Он нежно гладит мои волосы, не заботясь о том, насколько они стали грязными или спутанными.

— Куда ты едешь? — он говорит Каллуму, когда машина делает поворот.

— В больницу, — говорит Кэл. — Неро скоро должен быть прооперирован. И, похоже, вам двоим тоже может понадобиться врач…

— Я в порядке, — упрямо говорит Себастьян. Я действительно сомневаюсь, что это так. Ему пришлось сильно опереться на меня, чтобы добраться до машины. Я думаю, у него снова повреждено колено.

Каллум отвозит нас в больницу Мидтаун. Он останавливается, сбитый с толку, когда видит, что вся дорога оцеплена.

— Что здесь происходит? — он говорит.

— Что- то на той стороне улицы… — говорит Аида, выглядывая из окна со стороны пассажира. — Я не могу увидеть, что…

— Кто-то упал с крыши того жилого комплекса, — говорю я им.

Они поворачиваются и уставляются на меня.

— Кто упал? — Требует Каллум.

— Родион, — говорю я, в основном обращаясь к Себу.

— Ро… как ты… — он смотрит на меня в замешательстве, а затем я вижу понимание и ужас на его лице. — Елена, — говорит он. — Ты была там, наверху?

Я киваю, внезапно обнаружив, что не могу говорить.

— Но как… почему ты…

Я вижу, как он переводит взгляд с жилого комплекса на больницу, прямо напротив, и я вижу, как краска отходит с его лица.

— Боже мой, — говорит он.

Мое сердце учащенно бьется, когда те моменты на крыше вспоминаются мне слишком красочно. Ощущение руки Родиона на моем горле, и мои ноги, болтающиеся в воздухе, когда он нес меня к выступу…

Каллум и Аида не могут так же хорошо сложить кусочки вместе.

— Кто такой Родион? — спрашивает Аида.

— Он старший лейтенант Енина, — объясняет Себастьян. — Он был здесь, чтобы убить Неро, не так ли?

— Да, — говорю я тихо.

— И ты остановила его? — Аида говорит.

— Ты спасла жизнь Неро, — говорит Себастьян, глядя на меня с изумлением.

— Я хотела последовать за Адрианом, — признаюсь я Себу. — Вот почему я ушла этим утром. Я надеялась найти брата до того, как… — Мне приходится подавить всхлип. — Прежде чем с ним что-нибудь могло случиться. Я надеялась, что смогу убедить его уйти. Отказаться от нашего отца.

Рот Себастьяна открыт. Я вижу, что он понимает решение, которое я приняла здесь, на этой улице, между моим братом и его. На этот раз я выбрала семью Себастьяна вместо своей собственной. Я сделала все, что могла, чтобы исправить свои ошибки. Но именно Адриан заплатил за это.

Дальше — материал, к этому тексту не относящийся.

PR #741, opened 2026-08-05
feat(pki): check the PKI folder before an apply

### LINKED ISSUE #584: immutable: pki folder not validated
### Describe the bug

furyctl apply does not validate the presence of the `pki` folder, resulting in an ansible error at runtime instead of gracefully erroring out.

### To Reproduce
1. Create an Immutable cluster configruation file
2. **Don't** create the pki folder
3. Run `furyctl apply`
4. See that the infrastructure phase passes but the kubernetes phase fails with an ansible error like below:

```
<<< caused by >>>

Could not find or access '<redacted>/pki/etcd/ca.key' on the Ansible Controller. If you are using a module and expect the file to exist on the remote, see the remote_src option.

failed: [cp1.flatcar] (item=ca.key) =>
    ansible_loop_var: item
    changed: false
    item: ca.key
    msg: 'Unexpected AnsibleActionFail error: Could not find or access ''<redacted>/pki/etcd/ca.key''
        on the Ansible Controller.'
failed: [cp2.flatcar] (item=ca.key) =>
    ansible_loop_var: item
    changed: false
    item: ca.key
    msg: 'Unexpected AnsibleActionFail error: Could not find or access ''<redacted>/pki/etcd/ca.key''
        on the Ansible Controller.'
failed: [cp3.flatcar] (item=ca.key) =>
    ansible_loop_var: item
    changed: false
    item: ca.key
    msg: 'Unexpected AnsibleActionFail error: Could not find or access ''<redacted>/pki/etcd/ca.key''
        on the Ansible Controller.'

PLAY RECAP *********************************************************************
cp1.flatcar                : ok=18   changed=0    unreachable=0    failed=1    skipped=7    rescued=0    ignored=0
cp2.flatcar                : ok=18   changed=0    unreachable=0    failed=1    skipped=7    rescued=0    ignored=0
cp3.flatcar                : ok=18   changed=0    unreachable=0    failed=1    skipped=7    rescued=0    ignored=0


err:
```

### Expected behavior

furyctl should validate the presence of the needed pki files and gracefully handle when they are not present

### Software versions
Please complete the following information:

 - SIGHUP Distribution version: v1.35.1
 - furyctl version: 0.35.1

### Additional context

Haven't verified yet but the same issue may affect `OnPremises`

ralgozino:
### Summary 💡

furyctl did not check the folder in `.spec.kubernetes.pkiPath` (Immutable) or `.spec.kubernetes.pkiFolder` (OnPremises) before an apply.

When the folder or one of its files was absent, the apply failed in the middle with an Ansible error hard to understand.

Closes https://github.com/sighupio/distribution/issues/584

Relates:
- https://github.com/sighupio/distribution/pull/585
- https://github.com/sighupio/distribution/pull/583

### Description 📝

furyctl did not check the folder in `.spec.kubernetes.pkiPath` (Immutable) or `.spec.kubernetes.pkiFolder` (OnPremises) before an apply. When the folder or one of its files was absent, the apply failed in the middle, inside an Ansible task. The message did not say how to correct the fault.

`furyctl apply` and `furyctl validate config` now check that the folder holds the files that the installer roles copy to the nodes:

- under master/: ca.crt, ca.key, front-proxy-ca.crt, front-proxy-ca.key, sa.key and sa.pub
- under etcd/: ca.crt and ca.key

`furyctl apply` skips the check when the selected phases don't need the PKI. As a result, an apply of the distribution or the plugins phase alone does not ask for the CA keys. A dry run also skips the check, with a warning, because it stops before Ansible.

#### Failure modes

An absent folder names the `furyctl create pki` command to run.

An incomplete folder, names the files that are absent or empty.

A file that furyctl cannot read gives a read error, and not a name in that list. The message for an incomplete folder tells the user to delete the folder, and that step destroys the CA of a cluster that exists.

The table below gives the commands and the phases that do the check:

| Command | The check |
|---|---|
| `apply`, `apply --phase infrastructure\|kubernetes` | runs |
| `apply --phase distribution\|plugins` | does not run |
| `apply --start-from` a distribution or plugins sub-phase | does not run |
| `apply --start-from post-kubernetes` | does not run, because `coreKubernetes` skips `apply.yaml` |
| `apply --post-apply-phases kubernetes` | runs, because `extraPhases` repeats that phase |
| `apply --dry-run` | does not run, and gives a warning |
| `validate config` | runs |
| the other 6 commands that call `config.Validate` | do not run it |

Worth noting that during the resume of an upgrade the PKI check will be done because the start phase comes from the saved state in the configmap and is not known at validate config time. If the user specifies `--upgrade` and `--start-from` the starting phase will be known and the check will be skipped if not needed.

### Breaking Changes 💔

None. Each new check is preventive. The blocked cases make the apply fail later, inside an Ansible task.

A test in CI can fail if it does not create the PKI folder before it uses it. The correction is simple: create the pki first. From what I checked, distribution and furyctl tests are not affected.

### Tests performed 🧪

- [x] `furyctl create config --kind Immutable` and `--kind OnPremises`, against a local distribution: the file is written, and it is not deleted.
- [x] `validate config` with the folder absent, with a complete folder, and with 2 files removed.
- [x] `validate config` with `pkiPath: pki` (a relative value without a prefix), with `{path://realpki}` and with `{env://PKI_DIR}`.
- [x] `validate config` with a relative `--config` value from 2 different working folders: the message gives the same absolute path.
- [x] `validate config` with an Immutable configuration without `pkiPath`, against the schema of distribution#585: the schema reports the absent field first.
- [x] `apply --phase distribution` with an incomplete folder: the check does not run.
- [x] `apply --phase kubernetes` with an incomplete folder: exit code 1, with the message for an incomplete folder.
- [x] `apply --dry-run` with the folder absent: a warning, and the apply continues.
- [x] A folder that furyctl cannot read (mode `0o000`): a read error, and not a message for absent files.
- [x] `furyctl dump template` in `distribution/tests/templates/immutable/01-full-calico-nginx`, which holds `pkiPath: ./pki` and no `pki` folder: exit code 0, and the result is the same as the baseline. This is the command that `test:templates:regressions` runs.
- [x] An apply against a real Immutable cluster.

### Future work 🔧

- We could ask the user if wants to create the missing PKI folder instead of erroring out, but this feature needs some planning. Evaluate whether furyctl writes the path into `furyctl.yaml`.

> [!IMPORTANT]
>

- [x] I've considered all the different cluster kinds (KFDDistribution, OnPremises, EKSCluster, Immutable) that may be affected by this change — `NewPKIValidatorFactory` returns nil for `EKSCluster` and `KFDDistribution`, so their behavior does not change
- [x] CI is green

### DIFF
--- a/internal/apis/kfd/v1alpha2/immutable/public/schema.go
+++ b/internal/apis/kfd/v1alpha2/immutable/public/schema.go
@@ -95,6 +95,9 @@ type SpecKubernetes struct {
 	ControlPlane SpecKubernetesControlPlane `yaml:"controlPlane"`
 	Etcd         *SpecKubernetesEtcd        `yaml:"etcd,omitempty"`
 	NodeGroups   []SpecKubernetesNodeGroup  `yaml:"nodeGroups,omitempty"`
+	// PkiPath is the folder that holds the CA certificates and keys for the control plane and etcd. The
+	// playbooks read them from the `master` and `etcd` subfolders.
+	PkiPath *string `yaml:"pkiPath,omitempty"`
 }
 
 // SpecKubernetesNodeGroup assigns nodes the worker role by hostname.
--- a/internal/apis/schema.go
+++ b/internal/apis/schema.go
@@ -9,6 +9,7 @@ import (
 	"github.com/sighupio/furyctl/internal/apis/kfd/v1alpha2/immutable"
 	"github.com/sighupio/furyctl/internal/apis/kfd/v1alpha2/kfddistribution"
 	"github.com/sighupio/furyctl/internal/apis/kfd/v1alpha2/onpremises"
+	"github.com/sighupio/furyctl/internal/distribution"
 )
 
 type ExtraSchemaValidator interface {
@@ -26,12 +27,12 @@ type PKIValidator interface {
 // `furyctl create config` writes a configuration whose PKI folder does not exist yet.
 func NewPKIValidatorFactory(apiVersion, kind string) PKIValidator {
 	switch apiVersion {
-	case "kfd.sighup.io/v1alpha2":
+	case distribution.APIVersionV1Alpha2:
 		switch kind {
-		case "OnPremises":
+		case distribution.OnPremisesKind:
 			return &onpremises.PKIValidator{}
 
-		case "Immutable":
+		case distribution.ImmutableKind:
 			return &immutable.PKIValidator{}
 
 		default:
@@ -45,18 +46,18 @@ func NewPKIValidatorFactory(apiVersion, kind string) PKIValidator {
 
 func NewExtraSchemaValidatorFactory(apiVersion, kind string) ExtraSchemaValidator {
 	switch apiVersion {
-	case "kfd.sighup.io/v1alpha2":
+	case distribution.APIVersionV1Alpha2:
 		switch kind {
-		case "EKSCluster":
+		case distribution.EKSClusterKind:
 			return &ekscluster.ExtraSchemaValidator{}
 
-		case "KFDDistribution":
+		case distribution.KFDDistributionKind:
 			return &kfddistribution.ExtraSchemaValidator{}
 
-		case "OnPremises":
+		case distribution.OnPremisesKind:
 			return &onpremises.ExtraSchemaValidator{}
 
-		case "Immutable":
+		case distribution.ImmutableKind:
 			return &immutable.ExtraSchemaValidator{}
 
 		default:
--- a/internal/apis/schema.go
+++ b/internal/apis/schema.go
@@ -15,6 +15,34 @@ type ExtraSchemaValidator interface {
 	Validate(confPath string) error
 }
 
+// PKIValidator checks the local PKI folder that a configuration points at.
+type PKIValidator interface {
+	ValidatePKI(confPath string) error
+}
+
+// NewPKIValidatorFactory returns the PKI validator of the kind, or nil for a kind that reads no local
+// PKI. This check is separate from ExtraSchemaValidator because only `furyctl apply` and
+// `furyctl validate config` run it. The other commands must not run it. For example,
+// `furyctl create config` writes a configuration whose PKI folder does not exist yet.
+func NewPKIValidatorFactory(apiVersion, kind string) PKIValidator {
+	switch apiVersion {
+	case "kfd.sighup.io/v1alpha2":
+		switch kind {
+		case "OnPremises":
+			return &onpremises.PKIValidator{}
+
+		case "Immutable":
+			return &immutable.PKIValidator{}
+
+		default:
+			return nil
+		}
+
+	default:
+		return nil
+	}
+}
+
 func NewExtraSchemaValidatorFactory(apiVersion, kind string) ExtraSchemaValidator {
 	switch apiVersion {
 	case "kfd.sighup.io/v1alpha2":
--- a/internal/clusterpki/check.go
+++ b/internal/clusterpki/check.go
@@ -1,0 +1,195 @@
+// Copyright (c) 2017-present SIGHUP s.r.l All rights reserved.
+// Use of this source code is governed by a BSD-style
+// license that can be found in the LICENSE file.
+
+package clusterpki
+
+import (
+	"errors"
+	"fmt"
+	"os"
+	"path/filepath"
+	"slices"
+	"strings"
+
+	parserx "github.com/sighupio/furyctl/internal/parser"
+	"github.com/sighupio/furyctl/pkg/template/mapper"
+)
+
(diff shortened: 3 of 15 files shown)


internal/apis/schema.go
```diff
@@ -15,6 +15,34 @@ type ExtraSchemaValidator interface {
...
+
+// NewPKIValidatorFactory returns the PKI validator of the kind, or nil for a kind that reads no local
+// PKI. This check is separate from ExtraSchemaValidator because only `furyctl apply` and
+// `furyctl validate config` run it. The other commands must not run it. For example,
+// `furyctl create config` writes a configuration whose PKI folder does not exist yet.
+func NewPKIValidatorFactory(apiVersion, kind string) PKIValidator {
+	switch apiVersion {
+	case "kfd.sighup.io/v1alpha2":
+		switch kind {
+		case "OnPremises":
```
marcopaggioro: Myabe we can use fewer hardcoded strings using `distribution.OnPremisesKind` from `internal/distribution/compatibility.go` (either for other occurencies)

ralgozino: Yes we can, let me fix that

internal/apis/kfd/v1alpha2/immutable/public/schema.go
```diff
@@ -95,6 +95,9 @@ type SpecKubernetes struct {
 	ControlPlane SpecKubernetesControlPlane `yaml:"controlPlane"`
 	Etcd         *SpecKubernetesEtcd        `yaml:"etcd,omitempty"`
 	NodeGroups   []SpecKubernetesNodeGroup  `yaml:"nodeGroups,omitempty"`
+	// PkiPath is the folder that holds the CA certificates and keys for the control plane and etcd. The
+	// playbooks read them from the `master` and `etcd` subfolders.
+	PkiPath *string `yaml:"pkiPath,omitempty"`
```
marcopaggioro, line 100: Can you tell me why here is named `PkiPath` but for _OnPremises_ is `PkiFolder`? (so `Path` != `Folder`)

ralgozino: the variable follows the schema, for Immutable, the entry in the schema is called pkiPath and not pkiFolder. Path is more representative of the value that the user must set, i.e. a path to where the PKI files are stored.

internal/apis/schema.go
ralgozino: Fixed in [9e371a9](https://github.com/sighupio/furyctl/pull/741/commits/9e371a913308aaacc7e763b03dabc29a0172f519).

I'll open a separate PR to switch to the constants everywhere. I'll keep this PR scoped to the pki folder check.

internal/clusterpki/check.go
```diff
@@ -0,0 +1,195 @@
...
+
+				continue
+			}
+
+			return nil, fmt.Errorf("error while reading the PKI file %s: %w", path, err)
+		}
+
+		if !info.Mode().IsRegular() || info.Size() == 0 {
+			missing = append(missing, filepath.Join(dir, file))
+		}
```
marcopaggioro:
```suggestion
	var missing []string

	for _, file := range files {
		relPath := filepath.Join(dir, file)
		path := filepath.Join(absPath, relPath)

		info, err := os.Stat(path)
		if err != nil {
			if errors.Is(err, os.ErrNotExist) {
				missing = append(missing, relPath)

				continue
			}

			return nil, fmt.Errorf("error while reading the PKI file %s: %w", path, err)
		}

		if !info.Mode().IsRegular() || info.Size() == 0 {
			missing = append(missing, relPath)
		}
```

ralgozino: Am I getting it right that your suggestion is to show the user the relative path instead of the full path of the missing files in the error message?

I think printing the full path in the error is better than printing the relative path, so the user can know exactly where furyctl is trying the find the file.

Realtives path are tricky, for example furyctl supports changing the work directory with --workdir so a user running the command with a `--workdir` set could get a relative path to the workdir instead of where his shell is.

marcopaggioro: Sorry I missed the explanation. Changes should be only syntactic and not logic.
Things changed:
- Changed `missing := []string{} `to the idimatic `var missing []string`
- Extended the `path := filepath.Join(absPath, dir, file)` to
      ```relPath := filepath.Join(dir, file)
		path := filepath.Join(absPath, relPath)
		```
		to reuse relPath when needed instead of recreating twice with `filepath.Join(dir, file)`

ralgozino: ah, thanks! make sense

marcopaggioro (approved):

smerlos (approved):
With love... 💃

Себастьян обнимает меня и крепко прижимает к себе. Честно говоря, немного сильно, потому что мое плечо все еще горит и ноет там, где Родион ударил его, снова разорвав швы. Но мне все равно, я лучше почувствую боль, если она придет вместе с теплом его рук.

— Спасибо тебе, — говорит Себастьян мне на ухо.

— Как ты это сделала? — с любопытством спрашивает Аида. — Ты сбросила его с крыши? Ты застрелила его?

Видя, как я морщусь, Себастьян говорит:

— Оставь ее в покое, если она не хочет говорить об этом.

Я все еще чувствую, что чертовски многим обязана Аиде за то, что она так легко простила меня, поэтому я все равно отвечаю.

— Я застрелила его, — говорю я. — Но было близко. Это я чуть было не переступила через край.

Я вижу страх на лице Себастьяна. Он держит меня крепче, чем когда-либо, как будто драка на крыше — это то, от чего он все еще может защитить меня сейчас, а не что-то законченное и в прошлом.

— Я, блять, не могу в это поверить, — говорит он. — Я имею в виду, я думаю, что могу. Я видел тебя, когда ты злилась. Но, Господи Иисусе, Елена, он гребаный людоед…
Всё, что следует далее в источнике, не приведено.